## Data section
★ ★ ★ ★

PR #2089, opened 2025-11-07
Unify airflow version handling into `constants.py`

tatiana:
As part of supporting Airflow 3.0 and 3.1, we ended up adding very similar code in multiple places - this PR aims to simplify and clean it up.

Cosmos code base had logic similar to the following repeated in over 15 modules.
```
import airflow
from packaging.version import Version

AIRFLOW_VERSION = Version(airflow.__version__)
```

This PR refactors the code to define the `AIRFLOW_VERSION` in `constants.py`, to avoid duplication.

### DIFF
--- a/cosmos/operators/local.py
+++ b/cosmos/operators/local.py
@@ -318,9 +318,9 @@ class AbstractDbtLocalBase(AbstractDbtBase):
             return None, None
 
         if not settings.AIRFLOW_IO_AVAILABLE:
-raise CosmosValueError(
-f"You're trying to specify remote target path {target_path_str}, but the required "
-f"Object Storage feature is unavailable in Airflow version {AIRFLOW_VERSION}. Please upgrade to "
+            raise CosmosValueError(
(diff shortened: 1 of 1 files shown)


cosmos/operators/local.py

★ ★ ★ ★

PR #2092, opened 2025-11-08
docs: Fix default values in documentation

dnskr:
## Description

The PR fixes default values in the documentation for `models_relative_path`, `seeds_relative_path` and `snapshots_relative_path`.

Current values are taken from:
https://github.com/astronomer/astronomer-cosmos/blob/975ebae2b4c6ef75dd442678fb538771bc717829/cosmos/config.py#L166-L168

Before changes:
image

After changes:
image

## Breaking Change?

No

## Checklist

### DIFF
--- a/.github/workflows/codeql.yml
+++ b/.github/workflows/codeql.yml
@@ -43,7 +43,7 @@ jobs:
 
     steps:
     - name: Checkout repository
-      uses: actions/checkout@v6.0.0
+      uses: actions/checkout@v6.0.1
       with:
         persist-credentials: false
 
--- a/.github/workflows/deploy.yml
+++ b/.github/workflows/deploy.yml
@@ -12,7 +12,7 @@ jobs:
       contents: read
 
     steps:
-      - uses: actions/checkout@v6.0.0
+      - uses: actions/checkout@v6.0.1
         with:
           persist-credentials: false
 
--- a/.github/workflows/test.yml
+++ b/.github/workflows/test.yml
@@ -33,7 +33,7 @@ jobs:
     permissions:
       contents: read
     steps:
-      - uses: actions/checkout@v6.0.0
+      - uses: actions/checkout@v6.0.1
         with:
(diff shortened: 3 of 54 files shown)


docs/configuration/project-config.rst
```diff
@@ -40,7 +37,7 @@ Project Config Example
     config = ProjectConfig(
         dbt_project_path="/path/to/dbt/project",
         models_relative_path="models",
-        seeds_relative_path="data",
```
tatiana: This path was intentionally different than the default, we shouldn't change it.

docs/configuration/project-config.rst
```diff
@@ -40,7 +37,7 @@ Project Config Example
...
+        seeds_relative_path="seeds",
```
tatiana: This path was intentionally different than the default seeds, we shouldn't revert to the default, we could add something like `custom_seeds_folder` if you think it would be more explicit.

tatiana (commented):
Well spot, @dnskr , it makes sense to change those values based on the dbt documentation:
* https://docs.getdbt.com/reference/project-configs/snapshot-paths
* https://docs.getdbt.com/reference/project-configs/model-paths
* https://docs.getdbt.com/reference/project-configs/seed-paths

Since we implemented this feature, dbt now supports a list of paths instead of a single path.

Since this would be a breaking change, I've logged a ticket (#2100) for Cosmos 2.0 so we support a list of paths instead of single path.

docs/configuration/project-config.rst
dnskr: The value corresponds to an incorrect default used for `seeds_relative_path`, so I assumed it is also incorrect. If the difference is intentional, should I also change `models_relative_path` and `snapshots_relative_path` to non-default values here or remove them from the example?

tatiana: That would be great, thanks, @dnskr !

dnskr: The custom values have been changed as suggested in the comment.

★ ★ ★ ★

## Problem statement
For the data above, state how many of its lines contain the word "https", giving no other text.

## Solution below
4